Both Human Collection Chips, and Mouse Collection Chips contain a full complement of Chips for native as well as orthology based analysis. Chips from the Human Collection Chips tab (files ending in .Hs.chip) that begin with Human_ convert human gene IDs to human symbols, files from this tab (still with the .Hs.chip suffix) that begin with Mouse_ or Rat_ will also have the text "Human_Orthologs" in the file name, and when used will apply orthology mapping data to convert the dataset to match the human gene symbols namespace of the MSigDB Human Collections database.
Likewise, chips from the Mouse Collection Chips tab (files ending in .Mm.chip) that begin with Mouse convert mouse gene IDs to mouse symbols, files from this tab (still with the .Mm.chip suffix) that begin with Human or Rat_ will also have the text "Mouse_Orthologs" in the file name, and when used will apply orthology mapping data to convert the dataset to match the mouse gene symbols namespace of the MSigDB mouse Collections database.

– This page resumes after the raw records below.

Issue #188, opened 2021-03-16
Copyright Footer : Year as a variable ?


benoitam:
Hi, 

I see that the footer is outdated : "Copyright © AFNIC and The Swedish Internet Foundation, 2018-2020. All Rights Reserved"
What about showing the current year only?

Thanks !
Ben

matsduf:
The year is set to 2021.

PR #209, opened 2021-06-03
Update copyright year to 2021

pnax:
## Purpose

The copyright statement is still 2020. This updates it to 2021.

## Context

Addresses #188 (well not exactly because the issue is about to dynamically setting the year).

## Changes

Update the footer component inner HTML.

## How to test this PR

Look that the copyright statement displays the current year.

## Final note

I am no jurist, but do we really need this copyright statement ?

### DIFF
--- a/src/app/components/footer/footer.component.html
+++ b/src/app/components/footer/footer.component.html
@@ -20,7 +20,7 @@
 
     <div class="row">
       <div class="col-md-12">
-        <p class="copyright text-muted small">Copyright &copy; AFNIC and The Swedish Internet Foundation, 2018-2020. All Rights Reserved</p>
+        <p class="copyright text-muted small">Copyright &copy; AFNIC and The Swedish Internet Foundation, 2018-2021. All Rights Reserved</p>
       </div>
     </div>
   </div>


matsduf:
I do not think means much if the year is correct or not.

pnax:
> Could we defer this to v2021.2?

From my point of view this is totally fine.

> I do not think means much if the year is correct or not.

I don't know either. I would even suggest to remove the whole copyright statement if we think it is not needed. We can keep something like `developed and maintained by Afnic and The Swedish Internet Foundation since 2013` (but this would be another PR if you all agree on that).

I'll leave this PR open for now. Feel free to comment on the need of the copyright statement (and if yes, what should go in it).

matsduf:
My proposal:
* Update this PR to remove year from this place. It is enough with the copyright statement.
* We have year in the [LICENSE] file. 
  * Ask lawyers if needed.
  * If it should be there we have to include in the release process to update it in all repositories, else remove it from all such files.

[LICENSE]: https://github.com/zonemaster/zonemaster-gui/blob/master/LICENSE

mattias-p (approved):

mattias-p:
What is it we're claiming copyright for anyway? This copyright statement is in HTML. Does the copyright statement cover the user interface? Maybe the text in the FAQ? It shows up on pages that show test results, but I doubt we want those to be covered by copyright.

matsduf (changes requested):
Deprecated by #215

pnax:
Not relevant anymore, since #215 removes the year.

PR #214, opened 2021-06-04
Updates installation instruction for FreeBSD

matsduf:
## Purpose

Unify the instructions with those for Engine (for FreeBSD) and to make copy-and-past easier,

## Changes

* Adds the same pkg setting as in Zonemaster-Engine.
* Updates to make copy-and-past easier.

## How to test this PR

Perform an installation on FreeBSD.

### DIFF
--- a/docs/Installation.md
+++ b/docs/Installation.md
@@ -38,7 +38,6 @@ sudo yum update
 sudo yum -y install httpd unzip
 ```
 
-
 #### Install Zonemaster Web GUI
 
 ```sh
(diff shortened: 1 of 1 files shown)


matsduf:
@pnax and @mattias-p, please review.

pnax (approved):

docs/Installation.md
```diff
@@ -127,32 +123,65 @@ sudo systemctl reload apache2
...
+
+#### Update list of package repositories
+Create the file `/usr/local/etc/pkg/repos/FreeBSD.conf` with the following
+content, unless it is already updated:
+
+```
+FreeBSD: {
+url: "pkg+http://pkg.FreeBSD.org/${ABI}/latest",
+}
+```
```
mattias-p, line 138: What would happen if we removed this? (From here and from Engine as well).

matsduf: Older packages would be installed. I added this when there was an inconsistency between the packages in "monthly", which is the default.

matsduf:
## Testing v2021.2
LGTM.

PR #216, opened 2021-06-10
Makes DS hash algorithm number explicit

matsduf:
## Purpose

The hash algorithm for DS is often displayed as a number, e.g. with `dig`. In the GUI when you do a undelegated test and select DS parameter the hash algorithm is selected by name. It should be possible to start with the algorithm code.

## Changes

This RP updates the select list so that the hash algorithm code is also shown. The solution is the same as for the DNSKEY algorithm select list.

## How to test this PR

Verify that correct algorithm is selected.

### DIFF
--- a/src/app/components/form/form.component.html
+++ b/src/app/components/form/form.component.html
@@ -135,10 +135,10 @@
                 </select>
                 <select formControlName="digtype" class="form-control" name="form.digtype">
                   <option [value]="-1" selected disabled hidden> {{'Digest type' | translate}} </option>
-                  <option [value]="1">SHA-1</option>
-                  <option [value]="2">SHA-256</option>
-                  <option [value]="3">GOST R 34.11-94</option>
-                  <option [value]="4">SHA-384</option>
+                  <option [value]="1">1 - SHA-1</option>
+                  <option [value]="2">2 - SHA-256</option>
+                  <option [value]="3">3 - GOST R 34.11-94</option>
+                  <option [value]="4">4 - SHA-384</option>
                 </select>
                 <input formControlName="digest" class="form-control" name="digest" placeholder="{{'Digest' | translate}}">
                 <button


src/app/components/form/form.component.html
```diff
@@ -135,10 +135,10 @@ <h4 class="d-inline">{{'DS_RECORDS'|translate}}</h4>
...
                 <select formControlName="digtype" class="form-control" name="form.digtype">
                   <option [value]="-1" selected disabled hidden> {{'Digest type' | translate}} </option>
-                  <option [value]="1">SHA-1</option>
-                  <option [value]="2">SHA-256</option>
-                  <option [value]="3">GOST R 34.11-94</option>
-                  <option [value]="4">SHA-384</option>
+                  <option [value]="1">1 - SHA-1</option>
+                  <option [value]="2">2 - SHA-256</option>
+                  <option [value]="3">3 - GOST R 34.11-94</option>
+                  <option [value]="4">4 - SHA-384</option>
```
mattias-p, line 141: Have you considered using the notation `SHA-1 (algo 1)`? I think that would be clearer.

mattias-p (approved):

src/app/components/form/form.component.html
matsduf: I modeled it after how the DNSKEY algorithms in the same file are specified, see lines 123-134.

In the DNS records the algorithms are given as numbers. If you write them as  "(algo 1)" at the end then I think it will be less clear.

image

mattias-p: I agree that format should be consistent across both lists. If both lists used the (algo n) format, that might be clearer.

matsduf: In the present format, the algorithm is listed below each other, with your proposal, it would be less clear.

Current and current proposal:
```
1 - RSAMD5
3 - DSA
5 - RSASHA1
6 - DSA-NSEC3-SHA1
7 - RSASHA1-NSEC3-SHA1
8 - RSASHA256
10 - RSASHA512
12 - ECC-GOST
13 - ECDSAP256SHA256
14 - ECDSAP384SHA384
15 - ED25519
16 - ED448
```
```
1 - SHA-1
2 - SHA-256
3 - GOST R 34.11-94
4 - SHA-384
```

New proposal:
```
RSAMD5 (ALGO 1)
DSA (ALGO 3)
RSASHA1 (ALGO 5)
DSA-NSEC3-SHA1 (ALGO 6)
RSASHA1-NSEC3-SHA1 (ALGO 7)
RSASHA256 (ALGO 8)
RSASHA512 (ALGO 10)
ECC-GOST (ALGO 12)
ECDSAP256SHA256 (ALGO 13)
ECDSAP384SHA384 (ALGO 14)
ED25519 (ALGO 15)
ED448 (ALGO 16)
```
```
SHA-1 (ALGO 1)
SHA-256 (ALGO 2)
GOST R 34.11-94 (ALGO 3)
SHA-384 (ALGO 4)
```

mattias-p: You do have a point that the alignment is neater with the algorithm numbers on the left. And I agree that my suggestion is quite terrible when you change "algo" to be in upper case.

But I'll try to state my point more clearly. I do agree that it's a good idea to spell out the algorithm numbers. What I'm questioning is whether it's obvious to non-experts that the integers are in fact algorithm numbers. And I tried to suggest a way to clarify that to our users who might be DNSEC neophytes. Maybe there are even better ways to present such a clarification, or maybe it's not needed. But in any case these are my reasons.

matsduf: > You do have a point that the alignment is neater with the algorithm numbers on the left. And I agree that my suggestion is quite terrible when you change "algo" to be in upper case.

I am sorry. My mistake. I have now updated above to lower case "algo".

> But I'll try to state my point more clearly. I do agree that it's a good idea to spell out the algorithm numbers. What I'm questioning is whether it's obvious to non-experts that the integers are in fact algorithm numbers. And I tried to suggest a way to clarify that to our users who might be DNSEC neophytes. Maybe there are even better ways to present such a clarification, or maybe it's not needed. But in any case these are my reasons.

I agree that documentation is lacking. There is for some reason no lead text in those two fields (see #226) and we could also add some documentation for the fields that opened when you press the "alternative" button.

matsduf: With PR #227 it looks like the screen shot. What do you think, @mattias-p?

image

mattias-p: I think this is a clear improvement.

It's still a bit cryptic for DNSSEC neophytes though. But if the price of making it better for DNSSEC neophytes is to make it worse for those who know DNSSEC, I don't think it's worth it.

pnax (approved):

pnax:
## Testing v2021.2

lgtm

Issue #217, opened 2021-06-10
Make IP option dynamic


blacksponge:
I have installed zonemaster on a IPv4 only server so I disabled the IPv6 option in the profile but if I understand correctly the GUI default to true on both IPv4 and IPv6 without checking the value in profile. This cause the test to be executed for both each time, resulting in connectivity issue (https://zonemaster.ppsfleet.navy/result/82f4deea1693fc5b). I suggest to add a method in the backend so the client can fetch the needed settings from the profiles and fill the GUI's defaults according to those values.

matsduf:
When the test is started the RPC call have three alternatives for `IPv4` and `IPv6`:

* true
* false
* (unset)

Both `true` and `false` will override what the profile says. If left unset then the setting in the profile will rule.

GUI will always set those to `true` or `false`, never unset. A reasonable change would be that GUI by default leaves those unset, and that the user can choose to set it to `true` or `false`.

```
IPv4: [x] default  [ ] yes  [ ] no  ||  IPv6: [x] default  [ ] yes  [ ] no
```

blacksponge:
This is quick fix indeed, the drawback I see is that the user doesn't know what the default is and that we may end up in situation where both ipv4 and ipv6 are disabled. I still implemented it here #218 as this is still an improvement.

So, if the gene set database file c5.go.bp.v2022.1.Hs.symbols.gmt was selected from the Human Collection's tab, the appropriate CHIP file regardless of dataset species would be one of the _MSigDB.v.2022.1.Hs.chip files available from the Human Collection CHIPs (MSigDB) tab, and if the gene set database file m5.go.bp.v2022.1.Mm.symbols.gmt was selected from the Mouse Collection's tab the appropriate CHIP file regardless of dataset species would be one of the _MSigDB.v.2022.1.Mm.chip files available from the Mouse Collection CHIPs (MSigDB) tab.